Florida musician returns to Haywood County

By Megan Northcote | Jul 18, 2013
Photo by: donated photo

Lifestyles Editor — Singer/songwriter Jimi McKenzie from Palatka, Florida south of Jacksonville, has performed at bars, restaurants, concert halls and festivals across the country and around the globe. But when this seasoned musician was first invited to play at Frog Level Brewing Company in Waynesville earlier this year, he knew he had found a venue he could come to call home.

Combining American folk, blues and jazz with a Cajun, coastll flavor, McKenzie’s evolving sound is distinctly his own. Mckenzie plays guitar and sings lead vocals with his band, Jimi McKenzie and The Kenzie Report, which includes Steffi Tassos on keyboard and vocals; Jim Crozier on bass and vocals; Bill Landing on saxophone and Steve Redmond on drums.

In celebration of the rerelease of his first album, “I’ve Got to Go,” originally recorded in Miami, Florida in 1979, this month, McKenzie returns solo to some of his favorite local venues to perform Americana originals and other popular hits.

At 7 p.m. tonight (July 17) he’ll hit the stage at Sid’s on Main in Canton.

Then at 7 p.m. Saturday, July 27, he’ll perform at Bear Water Brewing Company in Waynesville with long-time bass player Jim Crozie before making one last appearance Wednesday, July 31 at Sid’s on Main.
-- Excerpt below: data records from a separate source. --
PR #173, opened 2019-08-07
Don’t add finalizers to skipped objects

dlmiddlecote:
> Issue : #167

## Description
Don't add finalizer to object if there are no handlers for it. Now that it is possible to filter objects out of handler execution, this is pertinent. 

## Types of Changes

## Tasks
  - [x] Add Tests

## Review
- [ ] Tests
- [ ] Documentation


dlmiddlecote:
Tests seem to be failing on 1 flakey test.

psycho-ir:
Hi @dlmiddlecote, 

Thank you so much for the PR! 

@nolar 
I tested it locally and it works fine in almost all the cases I had in mind. 
The only scenario that it doesn't work correctly is when we `annotate` a resource and it becomes matched with on of the registered handlers, the finalizer won't be added to the resource.

dlmiddlecote:
Hey @psycho-ir 

Is this the case?
- resource with no annotations applied => no finalizer applied
- resource edited (or `kubectl annotate` used) to add matching annotations => finalizer should be applied?

If so, I just tried this, and it seems to work.

Let me know if I'm mistaken.

tests/registries/test_requires_finalizer.py
```diff
@@ -0,0 +1,152 @@
...
+def test_requires_finalizer_deletion_handler(optional):
+    registry = GlobalRegistry()
+    resource = Resource('group', 'version', 'plural')
+
+    @kopf.on.delete('group', 'version', 'plural',
+                    registry=registry, optional=optional)
+    def fn(**_):
+        pass
+
+    assert registry.requires_finalizer(resource=resource, body=OBJECT_BODY) is not optional
```
nolar: This construct is a bit counter-intuitive. Maybe, parametrize with 2 values: `@pytest.mark.parametrize('optional, expected'...`, and then compare with `== expected`.

Also, it is better to put the actual result of a function call to a variable, and then use it in the assertion. Pytest then renders the failed assertions nice (and not so nice in some case when the function call is used: because double-calling for rendering can have side-effects).

psycho-ir:
> Hey @psycho-ir
> 
> Is this the case?
> 
> * resource with no annotations applied => no finalizer applied
> * resource edited (or `kubectl annotate` used) to add matching annotations => finalizer should be applied?
> 
> If so, I just tried this, and it seems to work.
> 
> Let me know if I'm mistaken.

Hi @dlmiddlecote, 

Sorry you are right this scenario works perfectly fine.
What didn't work as expected for me was the other way around:

* resource with annotation applied => finalizer applied
* resource patched (annotation removed) => finalizer is still there

dlmiddlecote:
Hey!

I also can't reproduce.

I have the operator as:
```
import kopf

@kopf.on.delete('', 'v1', 'serviceaccounts', annotations={'foo': 'bar'})
async def foo(**_):
    pass
```

Then I apply:
```
apiVersion: v1
kind: ServiceAccount
metadata:
  annotations:
    foo: bar
  name: test
  namespace: default
```

and the finalizer is applied.

I then run:
`kubectl patch sa test -p '{"metadata": {"annotations": {"foo": "baz"}}}'`

and the finalizer is removed.

psycho-ir:
> Hey!
> 
> I also can't reproduce.
> 
> I have the operator as:
> 
> ```
> import kopf
> 
> @kopf.on.delete('', 'v1', 'serviceaccounts', annotations={'foo': 'bar'})
> async def foo(**_):
>     pass
> ```
> 
> Then I apply:
> 
> ```
> apiVersion: v1
> kind: ServiceAccount
> metadata:
>   annotations:
>     foo: bar
>   name: test
>   namespace: default
> ```
> 
> and the finalizer is applied.
> 
> I then run:
> `kubectl patch sa test -p '{"metadata": {"annotations": {"foo": "baz"}}}'`
> 
> and the finalizer is removed.

Right 😕,

I probably did a mistake in my tests, all the scenarios are working a charm. 
Sorry to bother.

nolar:
PS: The solution in general is fine. 

I suggest that we merge it now, and release as 0.21rcX (x=3..4 [or so](https://github.com/zalando-incubator/kopf/releases)), together with lots of other bugfixes/refactorings/improvements, and test them altogether.

psycho-ir:
> PS: The solution in general is fine.
> 
> I suggest that we merge it now, and release as 0.21rcX (x=3..4 [or so](https://github.com/zalando-incubator/kopf/releases)), together with lots of other bugfixes/refactorings/improvements, and test them altogether.

👍

nolar:
Pre-released as [kopf==0.21rc3](https://github.com/zalando-incubator/kopf/releases/tag/0.21rc3) — but beware of other massive changes in rc1+rc2+rc3 combined (see [Releases](https://github.com/zalando-incubator/kopf/releases)).

PR #176, opened 2019-08-08
Switch to async i/o for internal API communication

### LINKED ISSUE #142: Slow or hanging process termination

nolar:
> Issue : fixes #142, replaces #152

## Problem

There is no easy way to terminate the blocking `read()` operation on a socket. One way is a dirty hack with the OS-level process signals, which interrupt the I/O operations on low level (OS&libc&co) — see #152.

## Solution

The proper solution, however, is to use async i/o inside of the async app.

**This PR** converts all i/o to/from Kubernetes API to `aiohttp`. It is already present in the dependencies indirectly.

This efficiently removes pykube-ng (or any other clients) from the Kopf's core. They are not much needed, as the main purpose of the client libraries is to provide a convenient DSL (domain-specific language) for the Kubernetes objects manipulation. In Kopf, all manipulation is unified, and which objects are being handled is not so important.

## Implementation

**For authentication,** both pykube-ng and the Kubernetes client remain as the dependencies: for config parsing, token retrieval, including the edge cases of GCE tokens, local command executors, so on. Kopf piggybacks on pykube-ng/client for this purpose.

**For testing,** [aresponses](https://github.com/CircleUp/aresponses) is used instead of mocked `requests`. It runs an actual web server locally, and intercepts all aiohttp outcoming requests to be redirected to that web-server.

This switch led to almost full rewrite of all tests for `kopf.clients` module (all API communication) — which makes a half of this PR's size (while keeping the same semantics of the tests).

## Types of Changes

- Refactor/improvements

## Remaining TODOs

* Authentication:
  * [ ] Check piggybacking on Pykube with tokens (now: only checked with certs@minikube).
  * [ ] Check piggybacking on Pykube with username/password.
  * [ ] Check if it works with GCE (reported as broken in Kopf+Pykube).
  * [ ] Implement piggybacking on the Kubernetes Client when pykube is absent.
  * [ ] Require that at least one of the is installed, make pykube optional.
  * [ ] Add automatic re-login, mostly for refreshment of GCE tokens?
* Embeddable operators:
  * [ ] Accept KubeConfig/Confguration objects from the user, instead of `kopf.login()`.
  * [ ] Document login procedured for embeddable operators.
* [ ] Improve the exception reporting from within aresponses's handlers (now: it is shown in the teardown section).
* [ ] Add version of self to User-Agent.
* [ ] Ensure that cluster-scoped objects also do work (different namespace handling).

## Review

- [ ] Tests
- [ ] Documentation


brutus333:
Hello and thank you for developing Kopf! 

I implemented a daemonset like object using Kopf and I faced some difficulties. But I don't want to talk about difficulties here (I'll open a issue at some point probably), I only want to ask you something that it is not very clear for me and it is related to this PR:

I have a rather weak understanding of async in Python so please bear with me, the question is:
if we have to call only async libraries in an async app and if a kopf handler is an async app (if I got this right) then calling sync kubernetes client libraries in a kopf handler is the right thing to do? 

Shouldn't we need to use an async kubernetes client library?

Thank you in advance,
Virgil

brutus333:
While digging trough the code I found the reference to https://pymotw.com/3/asyncio/executors.html so this is answering my question.

nolar:
Closed in favour of #226 (auth) + #227 (aiohttp).

Issue #184, opened 2019-08-21
Embedded Example Broken


cliffburdick:
## Expected Behavior
Example working

## Actual Behavior
Wrong syntax

## Steps to Reproduce the Problem

1. Run the embedded example here:
https://kopf.readthedocs.io/en/latest/embedding/

2. You will see ```TypeError: __init__() got an unexpected keyword argument 'target_fn'``` since the actual parameter is "target".

3. Once that's fixed, if you make ```def main``` into ```if __name__ == '__main__'```, you will see this:

```
/usr/lib/python3/dist-packages/requests/__init__.py:80: RequestsDependencyWarning: urllib3 (1.25.3) or chardet (3.0.4) doesn't match a supported version!
  RequestsDependencyWarning)
Exception in thread Thread-1:
Traceback (most recent call last):
  File "/usr/lib/python3.7/threading.py", line 926, in _bootstrap_inner
    self.run()
  File "/usr/lib/python3.7/threading.py", line 870, in run
    self._target(*self._args, **self._kwargs)
  File "test.py", line 11, in kopf_thread
    loop = asyncio.get_event_loop()
  File "/usr/lib/python3.7/asyncio/events.py", line 644, in get_event_loop
    % threading.current_thread().name)
RuntimeError: There is no current event loop in thread 'Thread-1'.
```

4. After trying to hack around that by adding ```asyncio.set_event_loop(asyncio.new_event_loop())``` before the loop assignment, I get:
```AttributeError: module 'kopf' has no attribute 'operator'```

## Specifications

  - Platform: Ubuntu 18.04
  - Kubernetes version: None
  - Python version: 3.7.4

Also, is it possible to not require python 3.7?

nolar:
@cliffburdick Regarding Python>=3.7 requirement: Kopf will not function with 3.6 anyway, as it uses some 3.7+ features and modules actively in its core (e.g. `contextvars`, but there are others). See #74 on reasoning.

nolar:
@cliffburdick The `target=` is fixed now in the docs. And a real runnable example is added. So, I assume, this issue is done. If not, feel free to re-open.

PR #185, opened 2019-09-03
Add an example for embedded operator (and stop/ready flags)

nolar:
Add stop/ready flags to the operator coroutines, and add an example for the embedded operator, which uses these flags.

> Issue : #184, follow-up for #156.

## Description

The stop-flag is used to signal the operator (from the outside caller) that it should terminate gracefully.

The ready-flag is used to signal the outside caller (from the operator) that the operator has initialised and is ready to work.

This bi-directional communication slightly simplifies the orchestration of the operators when they are embedded into arbitrary applications (i.e. not called via `kopf run`). This could be also done by cancelling the task of the operator, but that would require few extra lines to operate it (checking for the cross-thread flag and finishing the asyncio task), which are already present inside of the operator coroutines — so why not utilise that?

An example is added to demonstrate how an embedded operator can look like. 

Also, the docs were fixed for the embedded operator.

## Types of Changes

- Documentation / non-code

### DIFF
--- a/kopf/reactor/running.py
+++ b/kopf/reactor/running.py
@@ -289,8 +289,8 @@ async def _stop_flag_checker(
 
     # Wait until one of the stoppers is set/raised.
     try:
-        aws = [signal_flag] + ([] if stop_flag is None else [_wait_flag(stop_flag)])
-        done, pending = await asyncio.wait(aws, return_when=asyncio.FIRST_COMPLETED)
+        flags = [signal_flag] + ([] if stop_flag is None else [_wait_flag(stop_flag)])
+        done, pending = await asyncio.wait(flags, return_when=asyncio.FIRST_COMPLETED)
         future = done.pop()
         result = await future
     except asyncio.CancelledError:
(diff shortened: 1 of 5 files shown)


kopf/reactor/running.py
```diff
@@ -265,9 +278,21 @@ def run(
...
+        stop_flag: Optional[Flag],
+):
+    # TODO: collect the readiness of all root tasks instead, and set this one only when fully ready.
+    # Notify the caller that we are ready to be executed.
+    await _raise_flag(ready_flag)
+
+    # Wait until one of the stoppers is set/raised.
     try:
-        result = await should_stop
+        aws = [signal_flag] + ([] if stop_flag is None else [_wait_flag(stop_flag)])
```
samurang87: aws?

nolar: Awaitables, as in the docs: https://docs.python.org/3/library/asyncio-task.html#asyncio.wait

samurang87: "awaitables" looks better than "aws" IMO :P

nolar: @samurang87 Renamed it to `flags`.

Issue #194, opened 2019-10-01
Add type-hints all over the code


nolar:
## Motivation

For the convenience of the external contributors, especially the new starters, it would be nice to have type hints for all function/classes signatures, so that at every place in the codebase it is clear what is what, which methods it has, and what can be done with it.

This is especially important since there is a terminology conflict both within the framework (derived from the K8s conflict: `kind: Event` k8s-events vs. `GET .../?watch=true` watch-events), and between the framework and K8s (e.g. "bodies" as the body of the requests, sometimes called "objects"). And all of this is mentioned both directly, and in generic classes (e.g. a queue of k8s-events). 

Beside of that, type-hinting requires extra imports in the modules (for type references), which, in turn, requires proper design of the abstractions and layers. Currently, there are few implicit cyclic cross-dependencies. The type-hinting will make them explicit (though requires moving then across the codebase).

## Benefits:

* The type-hinting can clarify what is used in which context. 
* The IDEs can benefit from it providing the proper autocompletion. 
* Extended type-hinting (such as TypedDict) can also expose the actual data structures used, despite them being just of `dict` type (e.g. bodies' metadata fields and their types).
* Extra strictness on types can prevent bugs, especially in the edge cases (such as None vs. str for some values).
* Better design in general, less corrupted cross-dependencies.
* Utilise new Python 3.7+ features at full strength (enums, etc).

## Steps:

* [x] Extract `Resource` to `kopf.structs` as a separate reusable class.
* [x] Extract `Registries` to `kopf.structs` (they are structs after all, not a reactor part).
* [x] Create `kopf.toolkit` for unrelated helpers and tools (incl. `kopf.testing` and hierarchy management).
* [x] Add lazy resolvers for the body dict for spec, metadata, status.
* [x] Declare the callback signatures. for handlers & lifecycles.
* [x] Hide the pykube-ng's/requests's Response, return items+resource_version in `list_objs()`.
* [x] Declare the API body parts and their relations.
* [x] Add type-hints to all function/class signatures.
* [x] Enable `mypy --strict` mode in CI.
* [ ] Expose all user-facing handler-related type declarations from `kopf.__init__`.

## Related:

* Linters #47.

PR #197, opened 2019-10-01
Remove an abstraction leak of a Response object — for type-hinting

nolar:
Refactor clients-to-reactor communication to prepare for the overall type-hinting.

> Issue : #194 

## Description

Since the switch to pykube-ng (#71 #110), there was an [_abstraction leak_](https://en.wikipedia.org/wiki/Leaky_abstraction) in the list-fetching client wrapper: the `requests.Response` object was returned, thus exposing the internal implementation of a sibling module.

In this PR, the leak is removed, and the function now exposes only the data needed. It also takes the hacky data recovery (missing `apiVersion` & `kind` in the lists) from the Kopf's reactor into the client wrapper.

Having this in place will also simplify future switch to other HTTP clients, such as asyncio (see #176), as there is no such a specific response object in other implementations.

The function is intentionally renamed: to break things if someone for some reason uses this _private_ function in their code — since its signature is now different (another result type).

## Types of Changes

- Refactor/improvements

**There are no behavioural changes. Only the code refactoring.** The tests show that all the protocols and interfaces are kept in place — except for the imports of the internal modules (not exposed via `kopf/__init__.py`).

### DIFF
--- a/kopf/clients/fetching.py
+++ b/kopf/clients/fetching.py
@@ -41,7 +41,7 @@ def read_obj(*, resource, namespace=None, name=None, default=_UNSET_):
         raise
 
 
-def list_objs(*, resource, namespace=None):
+def list_objs_rv(*, resource, namespace=None):
     """
     List the objects of specific resource type.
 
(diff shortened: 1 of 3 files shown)


kopf/clients/fetching.py
```diff
@@ -58,4 +58,16 @@ def list_objs(*, resource, namespace=None):
     cls = classes._make_cls(resource=resource)
     namespace = namespace if issubclass(cls, pykube.objects.NamespacedAPIObject) else None
     lst = cls.objects(api, namespace=pykube.all if namespace is None else namespace)
-    return lst.response
+    rsp = lst.response
+
+    items = []
+    resource_version = rsp.get('metadata', {}).get('resourceVersion', None)
+    for item in rsp['items']:
+        # FIXME: fix in pykube to inject the missing item's fields from the list's metainfo.
```
jonathanbeber: I didn't find an issue on `pykube` for that, hasn't it been reported yet?

nolar: Nope. Not sure it should be there either. It is a way how K8s API works.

Between recording sessions and performance, McKenzie found time to sit down with The Mountaineer to reflect on his career and draw to Haywood County.

 

Q: How was The McKenzie Brothers band formed?

A: My brother Johnny had graduated from Florida State University and was starting to get a name for himself as a poet and songwriter. He wound up in Key West. I was accepted and ready to start at FSU when he called. He said he'd seen the reaction to sibling harmonies in family groups from the crowds and ask me to join him. The day I arrived, I think Johnny had like 31 nights almost in a row booked. So it was rehearse all day, play all night. That makes you get good really fast and we did. We were well known throughout the southeast.

 

Q:When did you first discover Haywood County as a music venue?
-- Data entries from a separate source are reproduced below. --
PR #217, opened 2019-10-28
Convert client wrappers to coroutines, use thread pools for actual calls

nolar:
> Issue : #142

## Description

The _client wrappers_ are used to isolate the framework's reactor from the specific HTTPS API calls needed to talk to Kubernetes, and from the ways of doing so. They provide a limited set of operations needed only, and no more than that (no general-purpose DSL for resource manipulation).

In this PR, all remaining synchronous client wrappers are converted to async coroutines, while they remain Pykube-based internally (`pykube-ng` is synchronous, as `requests` are synchronous).

This is needed both for the switch to aiohttp (e.g. #176), and for the re-authentication activities (few issues).

The synchronous calls are moved few levels down the stack, and put into the thread-pool executors. 

Previously, these calls were sync inside of the async event loop, so they were blocking. It was not a big problem, as most of them are executed only once or twice per run in the very beginning; the frequent resource-watching & resource-patching & event-posting calls were already executed in the thread pools. But it now becomes a problem since all API calling methods cannot be so diverse anymore, and have to be uniform (specifically, async).

## Types of Changes

- Refactor/improvements

### DIFF
--- a/kopf/clients/classes.py
+++ b/kopf/clients/classes.py
@@ -1,17 +1,24 @@
+import asyncio
+import functools
 from typing import Type
 
 import pykube
 
+from kopf import config
 from kopf.clients import auth
 from kopf.structs import resources
 
 
-def _make_cls(
+async def _make_cls(
         resource: resources.Resource,
 ) -> Type[pykube.objects.APIObject]:
 
+    loop = asyncio.get_running_loop()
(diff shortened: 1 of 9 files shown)


nolar:
Zincr-bot, ping.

A: I guess I was 6 or 7 and my family was camping in one of the campgrounds in the Great Smoky Mountains National Park. They took us to spend the day in Maggie Valley. Like a big thunder clap from the heavens, the music started and everything became alive. Everyone’s mood changed. Old people were dancing and singing along with the old, white bearded singer….Our parents had to drag my brother and I away. We stopped in a Jacksonville, Florida pawn shop and Dad bought a $60 guitar. That's the one I inherited. I now have a cabin on McClure Creek [in Canton]. Earlier this year, I performed at Frog Level Brewery and wanted to come back.

 

Q: How was your album, “I’ve Got to go,” that you’ve rereleased produced originally?

A: Hal Hansford [McKenzie’s musically talented friend from high school] had just taken a job as the recording engineer at Coconuts Studio in Miami, Florida, owned by a Jewish lady from Washington D.C. old enough to be our grandmother. She had a recording studio but no one to record. Jimmy Carter was president and offered tax breaks to supporters of the arts. She had many wealthy friend in D.C. who needed tax breaks. Hal asked me to come down and record with him in the studio.

 

Q: Why did you decide to rerecord your first album?
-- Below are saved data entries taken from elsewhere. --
PR #298, opened 2023-09-29
Split dependencies into extras

### LINKED ISSUE #134: How should we handle optional dependencies?
As the size of the framework grows, how should we think about handling non-core, aka driver, dependencies?

collindutter:
Resolves #134

This PR does the following:
- Moves certain dependencies to the [extras](https://python-poetry.org/docs/pyproject/#extras) section to reduce overall package size. The core dependencies are targeted towards OpenAi.
- Marks the test and dev dependency groups as optional. 
- Removes un-used packages `python-dotenv`, `stopit`, `fastapi`, `uvicorn`, `python-decouple`.

**This reduces the installation size from 447MB to 77MB**

There are a few affected workflows:

User wants to install griptape with everything it has to offer:
Poetry: `poetry install griptape --all-extras` or `poetry install griptape --extras "all"`
Pip: `pip install griptape[all]`

User wants to install griptape with only the core dependencies:
Poetry: `poetry install griptape`
Pip: `pip install griptape`

User wants to install dev or test dependencies:
Poetry: `poetry install griptape --with test,dev`
Pip: Pip does not support installing poetry's [optional dependency groups](https://python-poetry.org/docs/managing-dependencies/#dependency-groups)

Some questions:
1. Is it confusing for end users that they need to opt out of dependencies? [Moto](https://docs.getmoto.org/en/latest/docs/getting_started.html) does this, maybe we just need to explain it in documentation?
2. Are the groupings too granular? And for something like `trafilatura`, it is used by the `WebLoader` which is used by the `WebScraper` tool. Should the group be `tool-web-scraper` or `loader-web`? Both?
3. How do we convey in documentation which extras users need to install?


vasinov (commented):
A general comment: what does customer experience look like with this change when they run `pip install griptape`?

griptape/drivers/prompt/amazon_bedrock_prompt_driver.py
```diff
@@ -1,18 +1,21 @@
...
 from typing import TYPE_CHECKING, Any
-import boto3
 from attr import define, field, Factory
 from griptape.artifacts import TextArtifact
+from griptape.utils import import_optional_dependency
 from .base_multi_model_prompt_driver import BaseMultiModelPromptDriver
 
 if TYPE_CHECKING:
     from griptape.utils import PromptStack
+    import boto3
```
andrewfrench, line 11: I'm not familiar with this pattern, so just want to air out my understanding of what's happening here. `boto3` is an expensive import so we don't want to actually import it in the case where this file gets imported but isn't actually used. Then, on [line 17](https://github.com/griptape-ai/griptape/pull/298/files#diff-9464a93e53508f56e9787cb4e4a6192711a13ea4a00573bdd151298242bb31e9R17), we import it regardless because we're now actually using code that depends on the import. Is that right?

griptape/drivers/sql/amazon_redshift_sql_driver.py
```diff
@@ -1,14 +1,17 @@
+from __future__ import annotations
```
andrewfrench, line 1: Is this imported for side effects, unused, or is there some other magic happening here?

griptape/tokenizers/cohere_tokenizer.py
```diff
@@ -1,15 +1,18 @@
...
+    from cohere import Client
 
 @define(frozen=True)
 class CohereTokenizer(BaseTokenizer):
     DEFAULT_MODEL = "command"
     MAX_TOKENS = 2048
 
     model: str = field(default=DEFAULT_MODEL, kw_only=True)
-    client: cohere.Client = field(kw_only=True)
+    client: Client = field(kw_only=True)
```
andrewfrench, line 15: If this is conditionally imported above, do we need `import_optional_dependency()` here?

andrewfrench (commented):
A couple comments, mostly to check my own understanding.

griptape/drivers/prompt/amazon_bedrock_prompt_driver.py
collindutter: Code guarded by `TYPE_CHECKING` will only get run by a static type checker, not during actual runtime.

So we can import `boto3` for its  _type_ `boto3.Session` without actually importing the module.

Then, the actual module import is done at runtime lazily using `import_optional_dependency("boto3")`

griptape/drivers/sql/amazon_redshift_sql_driver.py
collindutter: Yeah it's some python magic that lets us use the `TYPE_CHECKING` functionality even thought it's not technically released in our current python version. You can read more about it [here](https://stackoverflow.com/questions/61544854/from-future-import-annotations).

griptape/tokenizers/cohere_tokenizer.py
collindutter: We're just using the type here, not the actual module, so no need for `import_optional_dependency()`

andrewfrench: Intersting, thank you! Lots to learn about the Python import model.

andrewfrench (approved):

griptape/utils/import_utils.py
```diff
@@ -0,0 +1,38 @@
...
+
+INSTALL_MAPPING = {
+    "huggingface_hub": "huggingface-hub",
+    "pinecone": "pinecone-client",
+    "opensearchpy": "opensearch-py",
+    "requests_aws4auth": "requests-aws4auth",
+}
+
+
+def import_optional_dependency(name: str) -> Optional[ModuleType]:
```
vasinov, line 14: Should we extend this method with a custom mapping in addition to `INSTALL_MAPPING` (that we can may be rename to `DEFAULT_INSTALL_MAPPING`), so it's more flexible?

Can add an optional param like `install_mapping: Optional[dict] = None` and merge it with:

```python
mapping = DEFAULT_INSTALL_MAPPING

if install_mapping:
    mapping.update(install_mapping)

package_name = mapping.get(name)
```

vasinov (changes requested):

vasinov (approved):

griptape/utils/import_utils.py
vasinov: Ignore this comment :)

vasinov (approved):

A: My house burned down three years ago and only three vinyl albums of “I’ve Got To Go” survived. When I opened one, it was scratched and a little warped. I realized the only way to preserve the album was to get it onto a CD. I spent months of time using Adobe Audition music software removing clicks and pops, trying to digitally remaster [my album] to CD quality. I printed about 20 copies, handed them out to friends and fans and their response was so positive.

 

Q: How would you describe your sound on your newest C.D.?

A: It's so hard to put in a category. There's a Cajun song, a couple of blues rockers, a couple of “cry in your beer” songs and some tropical feeling songs. It defiantly has a jazzy undercurrent.

 

Q: What's your favorite song off this album and why?

A: Your newest song is always your favorite. So many have fallen by the wayside, but two songs off “I've Got To Go,” “Wonderful to be in Love” and “Live Again” have been universally liked and played at almost every gig I’ve had since I wrote them be it honky-tonks, biker bars, concerts or at a bunch of weddings.

 

Q: How has your musical style grown or changed from the first time you released this album to now?

A: I'm a much better musician, writer and performer than I was. I try to write more radio friendly, but the style, for better or worse, is still uniquely McKenzie. It's better sometimes when you don't know what you don't know. Whatever talent I have is innate and God given. It's what I'm supposed to be doing with my time on this earth.

 

Q: What are your musical career goals for the future?

A: I'll always be the singer/songwriter troubadour. There's nothing more fun than playing in a new town to a new audience. So the plan is finish the Jimi McKenzie and The Kenzie Report album, promote “I’ve Got to Go” into the fall and then play with The Kenzie Report band in the winter months.